For CDC feeds, it seems that full-delta is the predominant type, perhaps because that is how the CDC data gets materialized in CDC files in most cases. However, there’s no reason a compute engine couldn’t minimize that data at query time if told to do so, perhaps we’ll see that if there is demand for it.

Hudi was notable for its “dial” to choose between CDC materialization and infer-on-read. I haven’t used Hudi at scale, so I can’t say how useful it is, but it’s there. It would be interesting to hear from users in the wild that are choosing the DATA_BEFORE and OP_KEY_ONLY supplemental logging modes.

Paimon was interesting in good and bad ways. The good was that it stores RowKind in each row, so if you don’t need the before image of a row update, then the compute engine only needs to return the data in its existing form (no CDC file materialization or infer-CDC-on-read). The bad is that the type of compaction determines whether you get full or min-delta, and the type of compaction may be forced on you by the workload and other factors.

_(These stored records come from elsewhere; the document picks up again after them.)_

Issue #1655, opened 2018-04-17
"Send test email" button


luceos:
There is a way to reset your (admin) password without doing a full new reinstall.

Use the forgot password feature. In case the mail driver isn't fully working edit the `settings.mail_driver` value to `log`. Then run the password forgotten action again and check `storage/logs/flarum.log` it will hold the full email contents.

franzliedke:
Another good follow-up to #1169.

askvortsov1:
The above 2 PRs should address both the test mail functionality and the console password reset functionality as requested in the discussion above.

PR #2021, opened 2020-02-23
Added console command to reset password for a user

askvortsov1:
**Fixes https://github.com/flarum/core/issues/1655#issuecomment-394183409**

Added a console command to reset anyone's password. If a forum admin finds themselves logged out with a forgotten password and a broken email configuration, they shouldn't need to reinstall Flarum. Yes, it's also important to work on preventing broken email configuration, but there should be a failsafe.

- Do we want to add commands for creating an admin user and creating a user?

**Confirmed**

- [x] Backend changes: manually tested.

### DIFF
--- a/src/User/Console/SetPasswordCommand.php
+++ b/src/User/Console/SetPasswordCommand.php
@@ -15,7 +15,7 @@ use Flarum\User\UserRepository;
 use Flarum\User\UserValidator;
 use Illuminate\Validation\ValidationException;
 
-class ResetPasswordCommand extends AbstractCommand
+class SetPasswordCommand extends AbstractCommand
 {
     use AskQuestionTrait;
 
@@ -40,8 +40,8 @@ class ResetPasswordCommand extends AbstractCommand
     protected function configure()
     {
         $this
-            ->setName('password:reset')
-            ->setDescription('Reset a user\'s password');
+            ->setName('user:set_password')
+            ->setDescription('Set a user\'s password');
     }
 
     /**
--- a/src/User/Console/SetPasswordCommand.php
+++ b/src/User/Console/SetPasswordCommand.php
@@ -23,9 +23,6 @@ class SetPasswordCommand extends AbstractCommand
 
     protected $userValidator;
 
-    /**
-     * @param UserRepository $userRepository
-     */
     public function __construct(UserRepository $userRepository, UserValidator $userValidator)
     {
         $this->userRepository = $userRepository;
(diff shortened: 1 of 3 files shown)


franzliedke:
@flarum/core Do we want this? I *did* suggest it in #1655, but we never really discussed / voted on it.

luceos:
I would prefer one, this one needs a bit of work though (eg use the actual Validator). Aside from that, looking great already.

askvortsov1:
I took a lot of the code from the admin user creation on installation. Is there an abstraction somewhere I can use here?

luceos:
The UserValidator. You can resolve that validator from the container to reuse the password validation.

askvortsov1:
> The UserValidator. You can resolve that validator from the container to reuse the password validation.

Done!

askvortsov1:
Updated to use new trait, depends on (https://github.com/flarum/core/pull/2068)

clarkwinkelmann:
Wouldn't something like `password:set` and `SetPasswordCommand` make more sense for the naming ? To me "reset" is associated to the password reset email. The current naming would indicate to me that it either sends the password reset, or generates a password reset link. 

Generating a reset link would also be a valid way of solving this and wouldn't require managing the password input here. Having the command generate a reset link could also help admins manually send the link to a user for which emails are not working.

askvortsov1:
I envisioned 'reset' because the password is already set, and thus, changing it is resetting it. I would be happy with changing it to password:set, although I would like to hear the common consensus first. I think the link generation approach is a bit unnecessarily convoluted though, but am open to considering it as well.

datitisev:
Would it make sense to put this commands under a user:  namespace? I feel like nothing else would be added to a password namespace, so maybe user:password makes more sense (or something similar)?

askvortsov1:
I would be fine with changing it to user:setPassword, I agree since we might want to create more user related commands (as might extensions)

franzliedke:
Agreed about the `user` namespace, but please, no camelCase in the console. :see_no_evil:

askvortsov1:
Fixed to use user namespace and changed the name, also cleaned up StyleCi, so this should be good to go once (#2068) is merged.

src/User/Console/SetPasswordCommand.php
```diff
@@ -0,0 +1,96 @@
...
+    use AskQuestionTrait;
+
+    protected $userRepository;
+
+    protected $userValidator;
+
+    /**
+     * @param UserRepository $userRepository
+     */
+    public function __construct(UserRepository $userRepository, UserValidator $userValidator)
```
luceos, line 29: If the class is type hinted already, there's no need to add a phpdoc. Because - as you can see - it makes code maintenance harder; you are missing one argument already 👍 

```suggestion
    public function __construct(UserRepository $userRepository, UserValidator $userValidator)
```

askvortsov1:
Done, thanks a lot!

luceos:
Can you confirm AskQuestionTrait is working, the tests seem to fail on that @askvortsov1 .

askvortsov1:
It's working, but it's split up into a different PR (2068), so that'd need to be merged first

Finally, Iceberg has some catching up to do here. v3 looks promising with the row lineage proposal from Snowflake engineers. This will provide the much needed row-level metadata needed for change queries.

Final thoughts on the future of change queries

All this stuff is changing fast, and I expect a lot to change over the coming months. Whether a format is ahead or behind is likely to change over time as they slowly converge in terms of capabilities. Delta now has some row-level capabilities with its row tracking, and Iceberg will be getting this in v3 hopefully. Adding row-level metadata is the key to making incremental change queries to work efficiently, and we should expect that all the table formats will ultimately converge to somewhat similar row-level capabilities (and efficiencies) in the end.

I’ll be trying to stay on top of table format evolution, and blog about any interesting developments.